Money & Career

How he landed every kid's dream job

Graeme Dymond's love for building blocks led him to become Canada's first LEGO Master Model Builder.

Graeme Dymond

Graeme Dymond at Legoland Discovery Centre

If you were to ask a kid to give a list of their dream jobs, it would probably include pro video-game player or master LEGO builder. But how many kids actually grow up to get their childhood dream job? Greame Dymond happens to be one of them.

Last year, Dymond was given the coveted position of Master Lego Builder at Canada’s first Legoland Discovery Centre, recently opened in Toronto. Like the position itself, the application process was a bit unconventional – a grueling week-long contest between 200 applicants.  Contestants were required to battle it out with their best, most creative LEGO structures in specific durations of time. By the final day, Dymond was one of 12 finalists competing. The assignment for the last round was to build something that defines them – in just under an hour. Dymond’s winning piece: a large-scale structure of his own head with compartments detailing his life.

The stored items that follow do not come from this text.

PR #3194, opened 2024-02-10
StoreForward updates

GUVWAF:
- Send history in "text" variant (needs protobuf PR https://github.com/meshtastic/protobufs/pull/437).
- Don't send history the client already got when `last_request` is given.
- Check if PSRAM is full.
- More sensible defaults.

Already does something using the iOS app, but it currently puts a `*` before each message:
image


GUVWAF:
@garthvh @andrekir With the latest commit, when the Router sends its history, it will set the `RequestResponse` tag to `ROUTER_TEXT_DIRECT` for direct text messages and to `ROUTER_TEXT_BROADCAST` for broadcasts.

andrekir:
> @garthvh @andrekir With the latest commit, when the Router sends its history, it will set the `RequestResponse` tag to `ROUTER_TEXT_DIRECT` for direct text messages and to `ROUTER_TEXT_BROADCAST` for broadcasts.

so we would need to request broadcasts or DMs separately?

GUVWAF:
@andrekir No, you can request the history of all packets with the `CLIENT_HISTORY` tag with `history` variant. The router then first responds with one `ROUTER_HISTORY` packet containing the amount of packets it is going to send in the field `history_messages` and the index of the last packet in `last_request` (which you can save and set in a subsequent request to avoid getting the same message twice even if the time window overlaps). Then it will send all the packets, which have either the `TEXT_DIRECT` or `TEXT_BROADCAST` tag.

andrekir:
> @andrekir No, you can request the history of all packets with the `CLIENT_HISTORY` tag with `history` variant. The router then first responds with one `ROUTER_HISTORY` packet containing the amount of packets it is going to send in the field `history_messages` and the index of the last packet in `last_request` (which you can save and set in a subsequent request to avoid getting the same message twice even if the time window overlaps). Then it will send all the packets, which have either the `TEXT_DIRECT` or `TEXT_BROADCAST` tag.

sounds really good!

garthvh:
What does the router history do now? That is what I was sending before.

GUVWAF:
@garthvh I believe you were sending the `CLIENT_HISTORY`: 
https://github.com/meshtastic/Meshtastic-Apple/blob/cd2d70c0563ba65a0d48b9d8c9ed1ff49427f0cb/Meshtastic/Helpers/BLEManager.swift#L2384
Which is good, that's the one you use to request the history, nothing changed there.

You'll only receive the `ROUTER_HISTORY` that has some informative fields like the number of messages the router is going to send.

thebentern (approved):

garthvh (approved):
This is all working on my end

thebentern (approved):

PR #3195, opened 2024-02-10
Added RP2040-LoRA target

thebentern:
Based on @markbirss's work


markbirss:
Im my tests i did get some noise and bad packets

thebentern:
> Im my tests i did get some noise and bad packets

Perhaps there is something misconfigured with the SX1262 pins in the variant. The pin map indicates a SX1262_ANT_SW on GPIO17 which sounds similar to how the xiao-ble variant uses the RXEN pin only in conjunction with DIO2. I wonder if the noise and bad packets could be that the switch is still in transmit mode as we try to receive message.

Issue #3187, opened 2024-02-09
[Bug]: Heltec Tracker display reacts with a delay and the display does not go out


spacepc-de:
### Category

Other

### Hardware

Heltec Wireless Tracker

### Firmware Version

2.2.19

### Description

I have 7 Heltec trackers with the current firmware 2.2.19. On all of them, the display does not go out after a defined timeout, no matter what I set. In addition, when I press the button to change the views, it reacts with a long delay or not at all. Since the display is always on, the battery life is greatly reduced.

Gabrielerusso:
> The button accuracy should be improved by this PR: #3188. The screen is (re)printed one time/sec, so it takes one second to advance to the next.
> 
> The newer heltec tracker model v1.1 has a different power logic. AFAIK it's not possible to switch off the screen without also switching off the LoRa chip.

It is possible to switch the screen off, it was the 1.0 that has a problem. My PR #3163 fixes it.

BobsBlueNorth:
I have been seeing the same issue on my v1.1 boards with all newer firmware since 2.11. By rolling back to 2.11 they are useable. I just tried 2.22 today but no dice. The screen "locks" up at the timeout.

I didn't realize there was a 2.23 to try.

dchauran:
Came here to report thr.timeout issue, only to find that it had not only been reported but fixed and was in Alpha. I installed alpha and it worked. Screen refresh is faster and the display does indeed turn off now.

PR #3213, opened 2024-02-12
Fixes [3074] Heltec Tracker Screen issues + minor fixes

Gabrielerusso:
Fixes [3074](https://github.com/meshtastic/firmware/issues/3074) and [3187](https://github.com/meshtastic/firmware/issues/3187) of heltec tracker, i found other issues such as the I2C pin not specified and the stock 21/22 were used, but pin 22 is not available, now using 45/46. Also the screen dimension and offsets now are correct.

A major difference was to split the two hardware version, to reduce overhead code as all the new boards are V1.1 and to me it made little sense to have such differentiations at runtime. The two hardware version have the same "external" name, just two different binaries.
new env names:

heltec-wireless-tracker-V1_0
heltec-wireless-tracker-V1_1
NOTE: i2c pin fix was never tried, original i2c pin are reported as 41/42 but that was false as those are used for the TFT SPI.

This is related to PR [3163](https://github.com/meshtastic/firmware/pull/3163), i'm just dividing that in multiple PR for easier management


variants/heltec_wireless_tracker_V1_1/platformio.ini
```diff
@@ -0,0 +1,12 @@
+[env:heltec-wireless-tracker-V1-1]
```
thebentern, line 1: Let's make this platformio variant name remain 'heltec-wireless-tracker' for v1.1? Otherwise, this breaks all of the previous CI/CD work as well as the meshtastic API for the web flasher.

Gabrielerusso: yeah we can do that, i just hope they won't make another version.

code8buster (approved):

thebentern:
@Gabrielerusso FYI, we had to revert the HW_MODEL name change of HELTEC_WIRELESS_TRACKER_V1_1 back to HELTEC_WIRELESS_TRACKER because it was a breaking change for the Android platform.

variants/heltec_wireless_tracker_V1_1/platformio.ini
```diff
@@ -0,0 +1,14 @@
+[env:heltec-wireless-tracker]
+extends = esp32s3_base
+board = heltec_wireless_tracker
+upload_protocol = esp-builtin
+
+build_flags = 
+  ${esp32s3_base.build_flags} -I variants/heltec_wireless_tracker_V1_1
+  -D HELTEC_TRACKER_V1_1
```
thebentern, line 8: I believe this needs to be changed to have the correct HW_MODEL selection again in architecture.h

Gabrielerusso: should i change heltec_wireless_tracker_V1_1 to heltec_wireless_tracker and the relative folder name?

code8buster: That means the main_matrix.yml would need changed back as well if we've reverted Gabriel's protobuf commit right?

Gabrielerusso: Variants adds only the 1.0 version, should I just change the folder name of the 1.1?

thebentern: Yes, I think folder name, variant, and the -D HELTEC_TRACKER_V1_1

Gabrielerusso: So we should completely drop the support to V1.0 PCB and leave only the names as before?

thebentern: I realize I wasn't very clear. 
The 1.0 variant is fine, but we want the platformio assets for the 1.1 variant to remain (heltec_wireless_tracker) for backwards compatibility of the firmware flashing API collecting those assets. v1.1 is also the most common version folks have. Splitting this target into two discrete ones will surely involve some support cleanup effort, but this will minimize it a bit.

thebentern (approved):

thebentern:
@Gabrielerusso if you can fix the merge conflicts, I'll just go ahead and merge and fix the variant.

Gabrielerusso:
> @Gabrielerusso if you can fix the merge conflicts, I'll just go ahead and merge and fix the variant.

i'm sorry, due to imminent exams i'm too busy rigth now.

Gabrielerusso:
> @Gabrielerusso if you can fix the merge conflicts, I'll just go ahead and merge and fix the variant.

should be all ok, i'll try to compile and flash it rigth now and see if everything is working.

thebentern (approved):

Issue #8226, opened 2025-10-06
[Feature Request]: When NodeDB is reset, keep favorite nodes


pedjas:
### Platform

Cross-Platform

### Description

When user resets NodeDB, information on all nodes is reset. There is need to keep some nodes intact, like favorite nodes. The most often reason for resetting is to clean up cluttered node list of unknown and not needed nodes. But there are always nodes that should be preserved - ones we do have interest of.

It would be good to have choice to preserve favorite nodes from deletion.

radonslide:
Good idea. 
With the Client_Base role, it makes sense to be able to keep the favorites that have been set, if possible.

shalberd:
>  With the Client_Base role, it makes sense to be able to keep the favorites that have been set, if possible.

not just with the client_base role, but also with Router and Router_Late new ability to not decrease hop count between two nodes Client_Base/Router/Router_Late when marked as favorite from_node. New in 2.7.11 https://github.com/meshtastic/firmware/pull/7992
By the way, in alpine conditions, I'd only do this for nodes at each end of a long valley at best, or a small additional hop around a sharp bend, to increase range, but definitely not for omni-directionally-accessible  Client_Base/Router/Router_Late nodes.

Though I have decided to just print out those bi-directional favorites and re-import them quickly via QR code (via Android app) upon factory reset when doing a clean node upgrade from 2.6 to 2.7.

jkrauska:
I'd like the ability to export/import nodeDBs and/or single node imports.  this would let me pre-seed nodes when swapping radio hardware.

shalberd:
> export/import nodeDBs

yeah, that'd be nice

> and/or single node imports

@jkrauska on the Android App 2.7.1 and since firmware 2.6.11, I can already per-node say "Share contact" under Actions of that node. That generates a QR code that I print out / make a sceenshot of, and then via Android app connected to  a new node, I can add these CQ code export nodes via the Smartphone camera and the android app from the printout.
Not electronically, but working for pre-seeding nodes quickly node per node, especially for nodes far away or not sending their node info very often.

![Image](https://github.com/user-attachments/assets/38735ed1-d05d-446d-9778-50889284fbab)

jkrauska:
> > export/import nodeDBs
> 
> yeah, that'd be nice
> 
> > and/or single node imports
> 
[...]

PR #8292, opened 2025-10-10
Persist favourites on NodeDB reset

ford-jones:
Resolves: #8226
Introduces the option to preserve favourited nodes following a reset of the NodeDB. 

Does this by default for nodes set to `ROUTER`, `ROUTER_LATE` or `CLIENT_BASE`.

Protobuf changes: https://github.com/meshtastic/protobufs/pull/791

## 🤝 Attestations

  - [x] Heltec (Lora32) V3
  - [x] LilyGo T-Deck
  - [x] RAK WisBlock 4631
  - [x] Seeed XIAO NRF52840 / wio-sx-1262


shalberd:
> Does this by default for nodes set to ROUTER, ROUTER_LATE or CLIENT_BASE.

I think having this option across the board, e.g. also for Client and Client_Mute Nodes, would be nice.

The reason there is different on e.h. nrf52 based devices: favoriting certain other mesh nodes on my client or client_mute type node keeps them from being moved off the node DB when there are a large number of nodes, say 300, as we have in Switzerland. Giving them a persistency during operations that I would like to maintain, at least optionally, after a node DB reset, or even a factory reset, for that matter.
So it'd be great if I could keep my favorites as well on Client and Client_Mute device role nodes.
Currently, I am exporting my favorite nodes node by node via a QR code and then re-import them (Android, 2.7 Firmware, 2.7.1 app version).

Thank you for working on this feature.

src/mesh/generated/meshtastic/config.pb.h
```diff
@@ -723,7 +725,7 @@ extern "C" {
 
 /* Initializer values for message structs */
 #define meshtastic_Config_init_default           {0, {meshtastic_Config_DeviceConfig_init_default}}
-#define meshtastic_Config_DeviceConfig_init_default {_meshtastic_Config_DeviceConfig_Role_MIN, 0, 0, 0, _meshtastic_Config_DeviceConfig_RebroadcastMode_MIN, 0, 0, 0, 0, "", 0, _meshtastic_Config_DeviceConfig_BuzzerMode_MIN}
+#define meshtastic_Config_DeviceConfig_init_default {_meshtastic_Config_DeviceConfig_Role_MIN, 0, 0, 0, _meshtastic_Config_DeviceConfig_RebroadcastMode_MIN, 0, 0, 0, 0, "", 0, _meshtastic_Config_DeviceConfig_BuzzerMode_MIN, 0}
```
shalberd: 0 means preserve favorites false, correct?

So later on, e.g. in the Web client or the Android and IOS apps, there could be a checkmark type UI element that allows setting preserve favorites to true / 1, I think.

shalberd:
persisting / preserving nodes set to be ignored / on the ignore list for rebroadcast would be great feature, too, especially for ROUTER, ROUTER_LATE, CLIENT_BASE, but that is something for a different story :-)

src/mesh/generated/meshtastic/config.pb.h
ford-jones: yes :+1:

src/mesh/generated/meshtastic/config.pb.h
```diff
@@ -357,6 +357,8 @@ typedef struct _meshtastic_Config_DeviceConfig {
     /* Controls buzzer behavior for audio feedback
  Defaults to ENABLED */
     meshtastic_Config_DeviceConfig_BuzzerMode buzzer_mode;
+    /* Tell the node to persist favourited nodes following a NodeDB reset. */
+    bool preserve_favourites;
```
shalberd: small nit, no biggie, as I am in Europe, too:
I think elsewhere, the spelling is favorites, American/Canadian English.

Or maybe just American English variety, in any case, it seems to be "favorites" elsewhere in the codebase.
I have no favourite way ;-)

ford-jones:
> I think having this option across the board, e.g. also for Client and Client_Mute Nodes, would be nice.

@shalberd If you check out the protobuf, I created an option for doing precicely that. I.e. `config.device.preserve_favourites`. This would allow you to persist them through a NodeDB reset even as a `CLIENT` or any other role. 

I like @thebentern's idea though, having this as an additional optional parameter for `reset-nodedb`.

shalberd:
> I like @thebentern's idea though, having this as an additional optional parameter for reset-nodedb.

Yes, me, too

src/mesh/NodeDB.cpp
```diff
@@ -402,6 +402,11 @@ NodeDB::NodeDB()
         config.position.gps_mode = meshtastic_Config_PositionConfig_GpsMode_ENABLED;
         config.position.gps_enabled = 0;
     }
+    if (config.device.preserve_favourites ||
```
shalberd: think of removing the device role qualifiers here

shalberd: ah, I did not refresh page, all good, cool, thank you. You can close this comment, or not, confused ...
still seeing
```

IS_ONE_OF(config.device.role, meshtastic_Config_DeviceConfig_Role_CLIENT_BASE, meshtastic_Config_DeviceConfig_Role_ROUTER,
                  meshtastic_Config_DeviceConfig_Role_ROUTER_LATE))
```

shalberd: I see, either the config / script setting is set OR device is of type CLIENT_BASE, ROUTER, ROUTER_LATE, 
meaning if of those device types, favorites are preserved regardless of config.device.preserve_favourite setting.
We'd need to make sure we document this somewhere, later on :-) 
How about making this depend just on the config setting?

ford-jones: Yes, I'm thinking a refactor which checks the role prior to this, which would then change the value of the config to the appropriate default if one of those roles which exercise special treatment over favourites is enabled. e.g. for a router, set `config.device.preserve_favourite` to `true` if it is not already.

This would then open the door to an inverse / opt-out setting for those roles too.

thebentern:
@ford-jones protobufs upstream in develop should be up to date. Just need to fix the conflict on the ref and we'll be g2g
image

PR #8316, opened 2025-10-12
Fix muted protobuf compile errors

thebentern:


src/graphics/Screen.cpp
```diff
@@ -1490,7 +1490,7 @@ int Screen::handleTextMessage(const meshtastic_MeshPacket *packet)
                     strcpy(banner, "Alert Received");
                 }
                 screen->showSimpleBanner(banner, 3000);
-            } else if (!channel.settings.mute) {
+            } else if (!channel.settings.has_module_settings || !channel.settings.module_settings.is_muted) {
```
Xaositek, line 1493: Should we setting the conditional on if has_module_settings exists? I feel like that part isn't relevant to this check.

thebentern: If we don't have module_settings, we can't check for is_muted (or assume mute), and this would cause a core panic.

PR #8322, opened 2025-10-12
Fix erroneous limiting of power in Ham Mode

fifieldt:
Ham Mode ignores region regulatory limits, so regardless of whether we set a single TX_GAIN_LORA or an array with a non-linear PA, we shouldn't limit the power.

### DIFF
--- a/src/mesh/PhoneAPI.cpp
+++ b/src/mesh/PhoneAPI.cpp
@@ -72,6 +72,7 @@ void PhoneAPI::handleStartConfig()
 
     LOG_INFO("Start API client config");
     nodeInfoForPhone.num = 0; // Don't keep returning old nodeinfos
+    nodeInfoQueue.clear();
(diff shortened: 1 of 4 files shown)


fifieldt:
I don't have a ham license, so can't test this properly :)

Marx1:
This does not fix the main issue in the old patch. We should not artificially limit the power. There are instances where greater than 11db is needed. 

Not all of the power amps are the same, so some radios need 13 or 14 db setting to achieve 1w, or we need 2or3db more to counter filter loss.

https://github.com/meshtastic/firmware/pull/8273#issuecomment-3395564154 is a great option while maintaining the ability to adjust power above the normal setting in the spec sheet.

fifieldt:
@Marx1 , I've left an update on the other thread :) This bugfix is still valid though, I believe.

PR #8323, opened 2025-10-13
Fix build-one-target

NomDeTom:
Fix the fix. Repair the repair. Probably needs @vidplace7 to check it over.

### DIFF
--- a/.github/workflows/main_matrix.yml
+++ b/.github/workflows/main_matrix.yml
@@ -27,7 +27,6 @@ on:
 
 jobs:
   setup:
-    if: github.repository == 'meshtastic/firmware'
     strategy:
       fail-fast: true
       matrix:
@@ -58,7 +57,6 @@ jobs:
       check: ${{ steps.jsonStep.outputs.check }}
 
   version:
-    if: github.repository == 'meshtastic/firmware'
     runs-on: ubuntu-latest
     steps:
       - uses: actions/checkout@v5
@@ -91,7 +89,6 @@ jobs:
         run: bin/check-all.sh ${{ matrix.check.board }}
 
   build:
-    if: github.repository == 'meshtastic/firmware'
     needs: [setup, version]
     strategy:
       fail-fast: false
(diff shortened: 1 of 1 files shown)


.github/workflows/build_one_target.yml
```diff
@@ -25,7 +25,22 @@ on:
...
-permissions: read-all
+permissions:
+  actions: read
+  attestations: read
+  checks: write
+  contents: write
+  deployments: read
+  id-token: write
+  issues: read
+  models: read
```
fifieldt: We don't need the AI models stuff for this, do we? trunk is complaining about this line

NomDeTom: Any permissions you don't mention get set to `none` automatically. I don't know what's needed exactly, but its basically demanding that the action has all the same permissions as the things it is calling, regardless of whether they will be called or not.

NomDeTom:
@vidplace7 I'm about to bring this up to date with the main branch, and poke it again.

NomDeTom:
@vidplace7 I removed native builds and added back as many of the conditional skips as I could.

Question: is it worth changing the matrix of arches to `          - all`?

.github/workflows/main_matrix.yml
```diff
@@ -359,7 +363,7 @@ jobs:
 
   publish-firmware:
     runs-on: ubuntu-24.04
-    if: ${{ github.event_name == 'workflow_dispatch' }}
+    if: ${{ github.event_name == 'workflow_dispatch' && github.repository == 'meshtastic/firmware'}}
```
vidplace7:
```suggestion
    if: ${{ github.event_name == 'workflow_dispatch' && github.repository == 'meshtastic/firmware' }}
```
You missed this ` ` 🤪

.github/workflows/main_matrix.yml
vidplace7, line 1: Please don't gate in here 😅 we need to be able to test forks

PR #8332, opened 2025-10-13
Revert "Fix Station G2 Lora Power Settings"

thebentern:
Reverts meshtastic/firmware#8273 until we have an additional lora param to handle line loss gain compensation


serialrf433:
@thebentern @fifieldt 
How many hours writing text should i spend to revert this revert?
https://github.com/meshtastic/firmware/issues/8445#issuecomment-3591919685

PR #8333, opened 2025-10-13
Update stale_bot.yml

NomDeTom:
Extend stale period to 60 days, and added a message on stale marking.

I checked nothing. This is a YOLO.

### DIFF
--- a/.github/workflows/stale_bot.yml
+++ b/.github/workflows/stale_bot.yml
@@ -19,7 +19,8 @@ jobs:
       - name: Stale PR+Issues
         uses: actions/stale@v10.1.0
         with:
-          days-before-stale: 60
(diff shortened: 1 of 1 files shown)


thebentern:
Can we keep the 45 days? The fact that we have almost 200 open issues tells a pretty stark story about our ability to manage the flood of issues we get on a day to day basis.

korbinianbauer:
> Can we keep the 45 days? The fact that we have almost 200 open issues tells a pretty stark story about our ability to manage the flood of issues we get on a day to day basis.

I mean very few of those are actually Issues, most of them are Feature Requests, and most of those should spend a couple rounds of scrutiny in the Discussions section first.

NomDeTom:
> I mean very few of those are actually Issues, most of them are Feature Requests, and most of those should spend a couple rounds of scrutiny in the Discussions section first.

They're only cycled out when there's no movement for 45 +7 days. Plenty of time for discussion, I think.

PR #8342, opened 2025-10-14
Allow vibra or buzzer only notifications to obey cutoff

Xaositek:
- Allow vibra or buzzer only notifications to obey cutoff


Xaositek:
@caveman99 or @thebentern  Can you sanity check this. The issue we're attempting to resolve is that if Buzzer Actions are set to disabled (i.e. no audio is playing); the vibra / buzzer runs forever. This removes the isRtttlPlaying check to allow it to always turn off

PR #8349, opened 2025-10-15
Add LR1121 support for T-Beam SUPREME ESP32-S3

mariusfaber98:
The LR1121 LoRa chip was not supported, but I got the T-Beam SUPREME ESP32-S3 with LR1121 as a gift.
So I wrote this fix so I can actually use it with Meshtastic and everyone else can also.

This PR adds LR1121 support for the tbeam-s3-core. I tried it on my T-Beam SUPREME ESP32-S3 and it works.
I only sent a message and did not do extensive testing, but I think everything should work fine.
Pretty small fix to make it work. (Thanks Claude)

I hope I did everything right - pretty new to embedded development and Meshtastic.

If you are curious, the T-Beam SUPREME ESP32-S3 with LR1121 is from AliExpress:
https://de.aliexpress.com/item/1005005418286231.html

## 🤝 Attestations

  - [ ] Heltec (Lora32) V3
  - [ ] LilyGo T-Deck
  - [ ] LilyGo T-Beam
  - [ ] RAK WisBlock 4631
  - [x] Other (T-Beam SUPREME ESP32-S3 with LR1121)

### DIFF
--- a/variants/esp32s3/tbeam-s3-core/rfswitch.h
+++ b/variants/esp32s3/tbeam-s3-core/rfswitch.h
@@ -1,0 +1,11 @@
+#include "RadioLib.h"
+
+static const uint32_t rfswitch_dio_pins[] = {RADIOLIB_LR11X0_DIO5, RADIOLIB_LR11X0_DIO6, RADIOLIB_NC, RADIOLIB_NC, RADIOLIB_NC};
+
+static const Module::RfSwitchMode_t rfswitch_table[] = {
+    // mode                  DIO5  DIO6
+    {LR11x0::MODE_STBY, {LOW, LOW}},  {LR11x0::MODE_RX, {HIGH, LOW}},
+    {LR11x0::MODE_TX, {LOW, HIGH}},   {LR11x0::MODE_TX_HP, {LOW, HIGH}},
+    {LR11x0::MODE_TX_HF, {LOW, LOW}}, {LR11x0::MODE_GNSS, {LOW, LOW}},
+    {LR11x0::MODE_WIFI, {LOW, LOW}},  END_OF_MODE_TABLE,
+};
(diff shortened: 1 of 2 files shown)


lyusupov:
TCXO voltage is not valid 

image

<br>
<br>

[**HPD-16E datasheet**](https://github.com/Xinyuan-LilyGO/T-Display-S3-Pro-MVSRLora/blob/main/information/HPD16E_Series_V0.1_20230913.pdf) says that

image


By the way, are you aware that Semtech LR11xx has a specific incompatibility with Meshtastic issue ?
https://github.com/meshtastic/firmware/issues/4775

This issue affects operation of Meshtastic nodes based on Semtech SX1276 against nodes based on Semtech LR11xx - they don't see each other because Meshtastic uses non-standard LoRa synword byte....

LilyGO sells the LR1121 Supreme with SoftRF because the SoftRF project uses LoRa _(in FANET radio protocol only)_ with different syncword value which is not affected by the SX1276 compatibility issue mentioned above.

The issue https://github.com/meshtastic/firmware/issues/4775 is postponed until Meshtastic release 3.x with no specific ETA yet. It means that use of LR11xx radio for the purpose of Meshtastic is very limited at this time...

Seeed Studio had made T1000-E tracker for Meshtastic with LR1110 in year 2024. However, all further Seeed products for Meshtastic are based on SX1262 again.

mariusfaber98:
@lyusupov Thanks for the helpful comment. I've updated the LR11X0_DIO3_TCXO_VOLTAGE to 3.0 should be right i think.

I wasn't aware there was an issue with the LoRa syncword, but I think basic support is better than no support. What do you think about adding basic support now as unofficial/experimental support, and then it can become fully officially supported with 3.0?

fifieldt (approved):

PR #8356, opened 2025-10-15
Add Tanmatsu variant

renzenicolai:
This pull request adds support for [Tanmatsu](https://docs.tanmatsu.cloud/) by adding a variant for the board.

Early revisions of the Tanmatsu hardware use XTAL clock source while newer revisions use TCXO, hence the need for TCXO_OPTIONAL. There are two board variants, one with SX1262 based LoRa module for 868/915 MHz bands and one with SX1268 based LoRa module for 433MHz band.

## 🤝 Attestations

- [x] I have tested that my proposed changes do not cause any obvious regressions (it only adds a variant)


variants/esp32c6/tanmatsu/platformio.ini
```diff
@@ -0,0 +1,10 @@
+[env:tanmatsu]
+extends = esp32c6_base
+board = esp32-c6-devkitm-1
+board_level = pr
```
fifieldt: board_level = extra

is where we start :)

renzenicolai:
We don't have a frontend application for the ESP32-P4 on the board that works with up-to-date Meshtastic yet, but the contents of this PR work seem to work as intended.

The outdated frontend code reboots every minute or so, but worked fine with 2.6.7... You can find the code for that part of the porting effort here: https://github.com/Orange-Murker/konsool-meshtastic-ui

renzenicolai:
We've updated the frontend app to work with lastest meshtastic. Please review & merge this PR.

src/mesh/NodeDB.cpp
```diff
@@ -906,6 +906,15 @@ void NodeDB::installDefaultModuleConfig()
     moduleConfig.ambient_lighting.green = (myNodeInfo.my_node_num & 0x00FF00) >> 8;
     moduleConfig.ambient_lighting.blue = myNodeInfo.my_node_num & 0x0000FF;
 
+#if defined(HAS_SERIAL) && HAS_SERIAL
```
fifieldt, line 909: These changes would affect more than just this variant. Suggest merging just the variant and leaving this out, or trying to use existing code.

renzenicolai: It currently won't as none of the other variants define HAS_SERIAL. It simply adds a way for a variant to specify default values for the serial interface, which is needed on devices with a separate frontend microcontroller.

PR #8370, opened 2025-10-16
Remove the up/down shortcut to launch canned messages

jp-bennett:
By request, remove the up/down shortcut launching canned messages.


src/modules/CannedMessageModule.cpp
```diff
@@ -360,16 +360,7 @@ int CannedMessageModule::handleInputEvent(const InputEvent *event)
         return handleEmotePickerInput(event);
 
     case CANNED_MESSAGE_RUN_STATE_INACTIVE:
-        if (isSelect) {
```
thebentern, line 430: Do we know what exactly this was doing?

HarukiToreda: I believe while in the module screen on an inactive state, it was preventing the select button from mistakenly moving you out of the screen since select is also used to pull action menu. It was intercepting it so it did nothing.

src/modules/CannedMessageModule.cpp
HarukiToreda, line 1: do we still need the checks on line 56? we are now defaulting cannedmessage as enabled, so there's no need for the checks for them right?

src/modules/CannedMessageModule.cpp
jp-bennett: Basically correct. It was a short circuit to make sure the select button didn't do anything, and that event got passed into the screen handler.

This unique method of interviewing job applicants – not unlike a talent show – has a big perk for the employer; they can see first-hand who works well under pressure, and who possesses the stamina and creativity to see their projects through to the end.  And the competition can be appealing to the applicant too: it doesn’t require any credentials and it’s a great platform to showcase their skills.

LEGO church Graeme Dymond

LEGO church; Built by Graeme Dymond

In Dymond’s case, though, that’s actually decades of fine-tuned skills honed from his love of building blocks. Over the years, the LEGO hobbyist has built impressive pieces, including a church with LEGO people resembling members from his own congregation. “I’ve been doing it since I was six-years-old…I like being creative and was always a child at heart,” he says. But Dymond never thought he could build LEGO for a living. He spent 8 ½ years working at a financial institution, feeling like a “square peg in a round hole”, until one day his family encouraged him to enter the competition.

He admits that he almost didn’t go through with it. Overcome with self-doubt, he was close to backing out a week before the competition — but his family persisted. That persistence and encouragement paid off. His advice to people wanting to land their dream job: “Change your thinking and dream big.”

You can see Graeme Dymond’s handy work at the 3,160-square-metre indoor facility, Legoland Discovery Centre, which offers master classes for builders, rides, party rooms and a 4D cinema.